[Records from a collection]
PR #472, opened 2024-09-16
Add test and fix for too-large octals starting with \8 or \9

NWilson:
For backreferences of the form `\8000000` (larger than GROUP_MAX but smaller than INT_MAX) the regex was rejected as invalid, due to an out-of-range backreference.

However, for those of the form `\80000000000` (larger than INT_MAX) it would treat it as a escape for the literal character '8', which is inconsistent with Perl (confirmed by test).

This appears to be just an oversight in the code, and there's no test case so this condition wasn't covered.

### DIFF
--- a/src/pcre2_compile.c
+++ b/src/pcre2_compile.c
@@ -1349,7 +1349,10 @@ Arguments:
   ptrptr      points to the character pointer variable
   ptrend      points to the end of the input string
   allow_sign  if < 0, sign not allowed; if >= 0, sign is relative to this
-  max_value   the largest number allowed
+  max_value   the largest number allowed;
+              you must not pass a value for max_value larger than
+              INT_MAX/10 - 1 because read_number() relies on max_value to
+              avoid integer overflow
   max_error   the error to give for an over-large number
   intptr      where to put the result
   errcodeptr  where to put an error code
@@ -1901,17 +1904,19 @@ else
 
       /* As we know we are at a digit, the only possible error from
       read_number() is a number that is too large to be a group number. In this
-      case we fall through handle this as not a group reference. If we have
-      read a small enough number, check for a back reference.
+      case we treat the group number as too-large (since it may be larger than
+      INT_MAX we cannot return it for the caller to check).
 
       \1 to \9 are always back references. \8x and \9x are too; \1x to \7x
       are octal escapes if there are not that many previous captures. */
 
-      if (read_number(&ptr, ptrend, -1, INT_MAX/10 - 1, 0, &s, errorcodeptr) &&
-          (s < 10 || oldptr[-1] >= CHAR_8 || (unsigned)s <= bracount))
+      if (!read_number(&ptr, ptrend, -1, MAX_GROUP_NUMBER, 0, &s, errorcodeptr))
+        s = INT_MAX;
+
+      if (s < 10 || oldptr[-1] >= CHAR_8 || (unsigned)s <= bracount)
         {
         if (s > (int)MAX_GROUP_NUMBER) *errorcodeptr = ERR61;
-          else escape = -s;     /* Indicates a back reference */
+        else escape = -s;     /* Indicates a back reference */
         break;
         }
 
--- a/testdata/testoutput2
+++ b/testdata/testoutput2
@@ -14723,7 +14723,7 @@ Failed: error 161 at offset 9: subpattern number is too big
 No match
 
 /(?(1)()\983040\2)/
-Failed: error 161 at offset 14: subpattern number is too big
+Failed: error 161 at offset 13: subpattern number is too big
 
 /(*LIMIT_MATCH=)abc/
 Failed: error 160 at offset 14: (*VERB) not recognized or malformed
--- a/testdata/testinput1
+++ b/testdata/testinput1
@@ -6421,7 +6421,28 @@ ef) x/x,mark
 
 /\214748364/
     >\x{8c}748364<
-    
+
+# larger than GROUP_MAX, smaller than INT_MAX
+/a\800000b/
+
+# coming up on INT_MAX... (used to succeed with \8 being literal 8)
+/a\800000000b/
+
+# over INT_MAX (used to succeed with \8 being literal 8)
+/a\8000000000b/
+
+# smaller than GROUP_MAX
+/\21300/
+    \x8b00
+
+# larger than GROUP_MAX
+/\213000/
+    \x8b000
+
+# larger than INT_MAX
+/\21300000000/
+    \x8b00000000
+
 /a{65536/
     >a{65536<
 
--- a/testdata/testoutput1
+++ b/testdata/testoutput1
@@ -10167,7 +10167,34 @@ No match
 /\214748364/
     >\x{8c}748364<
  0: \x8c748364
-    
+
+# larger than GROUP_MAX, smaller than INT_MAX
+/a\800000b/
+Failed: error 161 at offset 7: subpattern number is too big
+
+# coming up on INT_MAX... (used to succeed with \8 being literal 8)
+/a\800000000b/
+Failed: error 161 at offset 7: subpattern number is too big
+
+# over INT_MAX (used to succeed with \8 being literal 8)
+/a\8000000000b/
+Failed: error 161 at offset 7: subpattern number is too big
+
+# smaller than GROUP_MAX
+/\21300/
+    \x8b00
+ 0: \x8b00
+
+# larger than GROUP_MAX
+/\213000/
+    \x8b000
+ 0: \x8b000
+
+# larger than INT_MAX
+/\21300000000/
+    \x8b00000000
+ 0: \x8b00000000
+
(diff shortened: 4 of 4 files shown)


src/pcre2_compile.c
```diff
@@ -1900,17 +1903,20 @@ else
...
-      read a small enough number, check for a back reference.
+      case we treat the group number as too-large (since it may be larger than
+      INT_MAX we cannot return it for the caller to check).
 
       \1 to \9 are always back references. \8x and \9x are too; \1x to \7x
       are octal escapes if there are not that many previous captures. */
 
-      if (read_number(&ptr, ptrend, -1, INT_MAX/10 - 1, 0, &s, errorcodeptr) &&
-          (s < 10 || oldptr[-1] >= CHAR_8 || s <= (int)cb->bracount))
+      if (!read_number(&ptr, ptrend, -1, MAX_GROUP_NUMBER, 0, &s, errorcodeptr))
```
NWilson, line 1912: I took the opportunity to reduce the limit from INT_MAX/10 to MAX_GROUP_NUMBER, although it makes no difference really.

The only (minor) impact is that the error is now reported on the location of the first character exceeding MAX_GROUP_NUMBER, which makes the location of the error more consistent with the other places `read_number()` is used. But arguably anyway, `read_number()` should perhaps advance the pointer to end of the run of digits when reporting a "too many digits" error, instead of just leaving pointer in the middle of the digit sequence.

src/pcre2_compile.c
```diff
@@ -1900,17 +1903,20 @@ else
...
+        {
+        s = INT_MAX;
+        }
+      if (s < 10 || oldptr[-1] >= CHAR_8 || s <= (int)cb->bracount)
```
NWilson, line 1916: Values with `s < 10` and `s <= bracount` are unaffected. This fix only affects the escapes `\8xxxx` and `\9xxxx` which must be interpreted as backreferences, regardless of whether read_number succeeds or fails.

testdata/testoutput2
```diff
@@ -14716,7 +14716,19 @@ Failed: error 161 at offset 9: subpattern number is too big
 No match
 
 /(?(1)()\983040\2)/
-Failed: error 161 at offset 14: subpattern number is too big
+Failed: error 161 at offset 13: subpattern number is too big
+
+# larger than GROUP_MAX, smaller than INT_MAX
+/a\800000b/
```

> TASK DESCRIPTION
Copy each line of the records above that carries the word "largest".

> TASK SOLUTION
-  max_value   the largest number allowed
+  max_value   the largest number allowed;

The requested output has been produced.